Tropical deep convection and its impact on composition in global and mesoscale models - Part 1: Meteorology and comparison with observations.
1NCAS-Climate, Centre for Atmospheric Science, University of Cambridge, Cambridge, UK
2Laboratoire de Physique et Chimie de l'Environnement et de l'Espace, CNRS and University of Orléans, Orléans, France
3Department of Geosciences, University of Oslo, Norway
4Institute for Atmospheric and Climate Science, ETH Zurich, Zurich, Switzerland
5Centre National de Recherches Météorologique/Groupe d'étude de l'Atmosphère Météorologique, Météo-France and CNRS, Toulouse, France
6NCAS-Weather, Centre for Atmospheric & Instrumentation Research, University of Hertfordshire, Hatfield, UK
7Institute for Climate and Atmospheric Science, School of Earth and Environment, University of Leeds, UK
8Centre for Atmospheric Science, University of Cambridge, Cambridge, UK
9Lancaster Environment Centre, Lancaster University, UK
*now at: British Antarctic Survey, Cambridge, UK
Abstract. Tropical convection is a very important atmospheric process acting on the water cycle, radiative budget of the atmosphere and air composition of the upper troposphere and lower stratosphere (UTLS), and it affects a broad range of spatial and temporal scales. The fast vertical transport in convective plumes can efficiently redistribute water vapour and pollutants up to the Tropical Tropopause Layer (TTL), and therefore affect the composition of the lower stratosphere. Chemistry Climate Models and Chemistry Transport Models are routinely used to study chemical processes in the atmosphere. In these models convection and convective transport of tracers are parameterised, and due to the interplay of chemical and dynamical processes, it has proven difficult to evaluate the convective transport of chemical species by comparison with observed chemical fields.
In this work we investigate different characteristics of tropical convection by using convective proxies from many independent observational datasets (including surface precipitation rates, cloud top pressure and OLR).
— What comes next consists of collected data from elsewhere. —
PR #1087, opened 2023-06-27
Use beat.Beater interface to avoid warning

orestisfl:
Otherwise, we get the "Exported function with the unexported return type" warning.


oren-zohar (approved):
@orestisfl where did you see the warnings?

orestisfl:
> @orestisfl where did you see the warnings?

GoLand

Issue #1097, opened 2023-06-29
[CNVM] Vulnerability flavor context cancelation causes deadlock


amirbenun:
### Describe the bug
When cloudbeat get a configuration update, the launcher has to kill the current flavor and recreate one instead.
In practice, the vulnerability flavor enters a deadlock and you will never get vulnerabilities.

### Technical explanation
The vulnerability worker is in charge on the asynchronous pipeline of:
Listing EC2s -> Creating Snapshots -> Scan -> Send vulnerabilities.
When the context is canceled, trivy returns an error and the scanner stops listening to the incoming channel.
All other providers are waiting to send their data to the next provider in the pipeline, but since no one reads it causes a deadlock.

### Preconditions
Any version > 8.9.0 of ESS

### To Reproduce
Run Cloudbeat with the CNVM integration installed
Change the integration name to trigger a configuration update

### Expected behavior
To get vulnerabilities

oren-zohar:
@amirbenun did it also happen on 8.8?

amirbenun:
Yes, we should discuss if we want to backport it to 8.8.
@tehilashn what do you think?

tehilashn:
I purpose we'll backport this to 8.8 anyway. If there will be another 8.8 release then the fix will be there.

amirbenun:
Sounds good @tehilashn.
I opened a PR with the backport to 8.8
https://github.com/elastic/cloudbeat/pull/1116

kfirpeled:
Verify by looking for errors in cloudbeat logs after a fresh deployment (0 errors)

Omolola-Akinleye:
I see one error @oren-zohar  @amirbenun 
```
20:08:24.595
elastic_agent.cloudbeat
[elastic_agent.cloudbeat][error] VulnerabilityScanner.scan.ScanVM error: scan error: scan failed: failed analysis: inspection error: post analysis error: post analysis error: walk dir error: walk error: context canceled
```

PR #1099, opened 2023-06-29
Vuln mgmt async providers ctx fix

amirbenun:
### Summary of your changes
The vulnerability management async providers didn't use the `context.Done` channel as they should which caused some bugs.

### Related Issues
- Fixes: https://github.com/elastic/cloudbeat/issues/1097

### Checklist


jeniawhite:
Please also handle this case:
```golang
			e.ch <- e.generateEvent(data.reportResult, data.vulnerability, data.snapshot, data.seq)
```

jeniawhite:
This also a case that should be handled:
```golang
	for _, result := range unmarshalledReport.Results {
		for _, vul := range result.Vulnerabilities {
			// TODO: Replace sequence with more generic approach
			f.ch <- Result{
				reportResult:  result,
				vulnerability: vul,
				snapshot:      snap,
				seq:           f.seq,
			}
		}
	}
```

vulnerability/worker.go
```diff
@@ -95,56 +95,55 @@ func NewVulnerabilityWorker(log *logp.Logger, c *config.Config, cdp dataprovider
...
+			if err != nil {
+				f.log.Error("VulnerabilityWorker.work FetchInstances failed: %v", err)
+				return
+			}
+			f.log.Info("VulnerabilityWorker.work FetchInstances finished")
+		}()
+		f.wg.Add(1)
+		go func() {
+			defer f.wg.Done()
+			f.cleaner.GetChan() <- f.replicator.SnapshotInstance(ctx, f.fetcher.GetChan())
```
jeniawhite, line 117: This case should be handled as well

jeniawhite:
I think that this problem exists in flows that are outside Vulnrability as well and we need to make sure that we handle all of our channels in the codebase using either a library or refactoring them to avoid deadlocks.
For example:
```golang
func (f *S3Fetcher) Fetch(ctx context.Context, cMetadata fetching.CycleMetadata) error {
	f.log.Info("Starting S3Fetcher.Fetch")
	buckets, err := f.s3.DescribeBuckets(ctx)
	if err != nil {
		f.log.Errorf("failed to load buckets from S3: %v", err)
		return nil
	}

	for _, bucket := range buckets {
		resource := S3Resource{bucket}
		f.log.Debugf("Fetched bucket: %s", bucket.GetResourceName())
		f.resourceCh <- fetching.ResourceInfo{
			Resource:      resource,
			CycleMetadata: cMetadata,
		}
	}

	return nil
}
```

We use observations to analyse the seasonal cycle and geographical preferences of convection, and its impact on water vapour. Using highly temporally resolved cloud top data we calculate the frequency distribution of high clouds in three tropical regions. The observational data is used as a benchmark for a number of numerical models, with a view to assess the ability of models to reproduce the seasonality, preferential location and vertical extent of tropical convection. Finally we discuss the implications of our findings on modelling the composition of the upper troposphere and lower stratosphere.